On Tue, Aug 6, 2024 at 1:27 PM Helen Kershaw @.***> wrote:

no bounds fails with module intel/2024.0.2 (ifort (IFORT) 2021.11.1 20231117) without fp-model precise 8.83596691025763 ; 8.26235748376639 ; 8.41808494868261 ;

ifx intel-oneapi/2024.0.2 ifx (IFX) 2024.0.2 20231213 without fp-model precise same across core counts.

7.67172341333618 ; 7.67172341333618 ; 7.67172341333618 ; 7.67172341333618 ;

— Reply to this email directly, view it on GitHub https://github.com/NCAR/DART/issues/709#issuecomment-2271992582, or unsubscribe https://github.com/notifications/unsubscribe-auth/ANDHUISJS57B5XLBROQ7YKLZQEPQVAVCNFSM6AAAAABMC6DF4SVHI2DSMVQWIX3LMV43OSLTON2WKQ3PNVWWK3TUHMZDENZRHE4TENJYGI . You are receiving this because you are subscribed to this thread.Message ID: @.***>

hkershaw-brown commented 3 months ago

yup this is a reoccurrence of what I was seeing on my old laptop with ifort. It would be cooler if I'd recorded the version on my now dead laptop. I'm trying to see if a can try an older intel version on Derecho.

fix_bounds_violations does not seem to be needed with fp-model precise (haven't got it to fail (yet)) The cases that do not duplicate across PE counts do duplicate with the same PE count

hkershaw-brown commented 3 weeks ago

Note on B Gaubert's cam-chem(?) runs.
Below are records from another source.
PR #1019, opened 2026-09-09
Fix EDT where-used and CoC extension detection in the xref bridge

kklyandev:
## Issue

`find_references` returned nothing for EDTs. Two independent causes: the
bridge's bare-name path expansion had no `/Edts/` container (nor `/Maps/`,
`/Reports/`, `/MenuItem*/`), and the fallback that then ran had no branch for
`targetType: "edt"` — so it reported `0` without running a query, while
labelling the bridge "unavailable" when it had in fact answered.

That surfaced a larger defect. `CrossReferenceService` documented xref `Kind 2`
as `DerivedFrom/Extends`. It is the generic type reference — 18.3M of 28M rows.
`FindExtensionClasses` was built on that reading and reported every class that
merely mentioned the base as an extension of it: 259 for `SalesFormLetter`
against 9 real, each with fabricated wrapped methods.

## Fix

- Add the missing target containers. `EcoResDescription`: 0 → 261.
- Correct the `Kind` mapping (2 type reference, 3 implements, 4 extends,
  10 override), constant across three xref DBs and two platform versions.
- Detect CoC extensions from the `[ExtensionOf]` declaration: the attribute
  takes one string, the intrinsic emits one reference per metadata level it
  names, and the extended element is the terminal of that prefix chain.
- Group by that element. `SalesTable` is a table (14), a form (17) and 12
  nested elements (17) — previously pooled into a single count.
- Scope wrapped methods to the element; the `SalesTable` form has nine data
  sources carrying an `active` method.
- Drop the hardcoded `Uses 'next' keyword` on the bridge path. The index path
  keeps it — that one actually reads the method body.

### DIFF
--- a/bridge/D365MetadataBridge/Models/Models.cs
+++ b/bridge/D365MetadataBridge/Models/Models.cs
@@ -696,6 +696,19 @@ namespace D365MetadataBridge.Models
         [JsonPropertyName("module")]
         public string? Module { get; set; }
 
+        /// <summary>
+        /// The AOT path this class actually extends, read from its [ExtensionOf] declaration —
+        /// e.g. "/Tables/SalesTable", "/Forms/SalesTable/DataSources/SalesLine",
+        /// "/Forms/VendOpenTrans/DataSources/TaxWithholdTrans/DataFields/TaxReimbursement_IT".
+        ///
+        /// Without this the caller cannot tell a table CoC from a form CoC when both objects
+        /// share a name: asking about "SalesTable" legitimately matches 14 extensions of the
+        /// TABLE and 34 of the FORM and the elements below it, which must never be pooled into
+        /// one count.
+        /// </summary>
+        [JsonPropertyName("extendedElement")]
+        public string ExtendedElement { get; set; } = "";
+
         /// <summary>Methods that the extension class wraps via CoC (next calls)</summary>
         [JsonPropertyName("wrappedMethods")]
         public List<string> WrappedMethods { get; set; } = new List<string>();
--- a/bridge/D365MetadataBridge/Services/CrossReferenceService.cs
+++ b/bridge/D365MetadataBridge/Services/CrossReferenceService.cs
@@ -94,6 +94,24 @@ namespace D365MetadataBridge.Services
         private const byte KindOverride = 10;   // super():            Foo/Methods/pack -> Base/Methods/pack
 
         /// <summary>
+        /// Escape the LIKE metacharacters in a literal that is being CONCATENATED into a LIKE
+        /// pattern. Parameterising the pattern stops SQL injection but not this: inside a LIKE,
+        /// "_" still means "any single character".
+        ///
+        /// That matters here because the D365 CoC naming convention is "&lt;Base&gt;_Extension",
+        /// so essentially every class name this service handles contains an underscore, and an
+        /// unescaped "/Classes/Foo_Extension/Methods/%" also matches "/Classes/FooXExtension/…".
+        /// A census of this xref DB found no name pair that actually collides that way, so this
+        /// is closing a latent hole rather than a live miscount — but the patterns are built from
+        /// class names and element paths, and nothing stops the next model from shipping the pair.
+        ///
+        /// "[" must be replaced FIRST, or it would go on to escape the brackets introduced by the
+        /// other two replacements.
+        /// </summary>
+        private static string EscapeLike(string literal) =>
+            literal.Replace("[", "[[]").Replace("%", "[%]").Replace("_", "[_]");
+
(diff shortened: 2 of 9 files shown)


dynamics365ninja:
Thanks for this — I audited it before merging, and rather than take the empirical claims from the description I went at them against the live `DYNAMICSXREFDB` on my dev box. Different database, different platform build from the three you sampled. Almost everything reproduced.

Two follow-up commits are pushed straight onto your branch (`maintainerCanModify` was on and it seemed friendlier than a stacked PR). Say the word and I'll pull them back out into their own PR.

## What I re-verified independently

| Claim | Result on my xref DB |
|---|---|
| `Kind` 3 = implements, 4 = extends, 10 = override | ✅ Sampling agrees — `*Test → SysTestCase` is 4, interfaces are 3, same-named base method is 10 |
| `Column` is `smallint`, `Kind` is `tinyint` | ✅ `GetInt16`/`GetByte` match the schema exactly |
| `[ExtensionOf]` targets form a prefix chain, zero ambiguous | ✅ 3,403 classes with targets, **0** with more than one terminal |
| The co-attribute column bound is insurance, not a live fix | ✅ Confirmed — removing it changes no answer here either |
| The old query massively over-reports | ✅ `SalesFormLetter`: **304 → 7** (you measured 259 → 9) |
| Dropping `src.Path LIKE '/Classes/%'` is safe | ✅ All 3,031 `[ExtensionOf]` sources are `/Classes/` |

Query time is 2.8 s against the old 4.4 s, comfortably inside the new 60 s timeout.

Worth admitting: my first pass at the chain invariant reported 22 ambiguous classes, which would have sunk the whole approach. That was a missing `DISTINCT` in *my* query, not a hole in yours. Your invariant holds.

## Follow-up 1 — 795e568

`describeUnsearchableType()` treated all three bridge outcomes alike, so an EDT/form/query/view/report where-used that the bridge had *answered* with no rows came back `inconclusive — this is NOT a count of zero`, and advised the reader to "re-run once the xref bridge is available" at the moment the bridge had finished answering them. That is the same mislabel this PR exists to remove, one layer down.

`'empty'` is authoritative by contract — `tryBridgeReferences` returns it only when every query ran and none errored — and it is authoritative *for these five types specifically because of your container-list fix*: the bare name now expands to `/Edts/`, `/Forms/`, `/Queries/`, `/Views/`, `/Reports/`, so the query reaches the rows that exist. So it now reports a real zero, the way the label path in the same file already reports its own, and keeps the inconclusive wording for `error`/`unavailable`.

Every existing "inconclusive" test used an unavailable bridge, so the unsearchable-type + answered-empty combination had no cover. 6 of the 7 added tests fail without the change; the 7th is the guard that `error`/`unavailable` still refuse to give a number.

## Follow-up 2 — 3175773

**LIKE escaping.** Parameterising a pattern stops injection but not wildcards — `_` inside a LIKE still means "any single character", and `<Base>_Extension` is the CoC naming convention, so nearly every class name here carries one. You already escaped `baseClassName` in one spot; that expression is now a named helper, applied to every pattern built from a name or path. The same hole was open in three more places, including the child-path expansion in `FindReferences` — the EDT where-used path this PR adds — plus `FindEventHandlers` and `FindApiUsages`. Values bound to `=` or `IN` are deliberately left raw.

Measured, not assumed: `[_]` matches only a real underscore while bare `_` does match an arbitrary character, and across all 3,031 `[ExtensionOf]` class names the escaped and unescaped patterns select **identical rows — 0 classes affected, 0 extra rows**. So it closes a hole rather than fixing a live miscount, and no current answer moves.

**Counting.** `formatCocExtensions` skipped duplicate class names *inside* the render loop, after `Found N` and the group heading had already counted them. The bridge keys results by class name so none can arrive today, which left the skip either dead code or a guarantee the numbers lie. Dedupe now runs once up front and both counts derive from the list that actually gets printed.

Also re-indented the extension loop body, which stayed at the outer level when the grouping loop was wrapped around it.

## Two notes

- `bridge/build-attestation.json` is regenerated from a real compile (0 warnings). It now records metamodel **7.0.7996.33**, the version on this machine, rather than the 7.0.7996.102 of your build host. Informational field; the gate only checks `sourceHash`.
- Unrelated to this PR, but it caps what the feature can ever return: **423 of the 3,454** `[ExtensionOf]` declarations on my DB have a `SourceId` with no row in `Names`, so any query that inner-joins the source cannot see them. Dangling source ids are widespread in that database generally (200k+), so I read it as the state of my xref DB rather than anything in the code. Flagging it in case you see the same.

Nice piece of work — the `Kind 2` misreading was doing real damage and the `[ExtensionOf]` reconstruction is the right way out of it.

These were done with fix_bound_violations = .true. rather than fix_bound_violations = .false. as originally thought.

So clamping, rather than probit enforcing the bounds. ( sd == 0 so you never transform into (or back out of) probit space.)

/glade/derecho/scratch/hkershaw/DART/CAM-out-of-bounds/Rean_run is using the reanalysis runs #749

hkershaw-brown commented 3 weeks ago

Note I have not separated out varying results across pe counts (QCEFF vs no QCEFF vs what would be expected).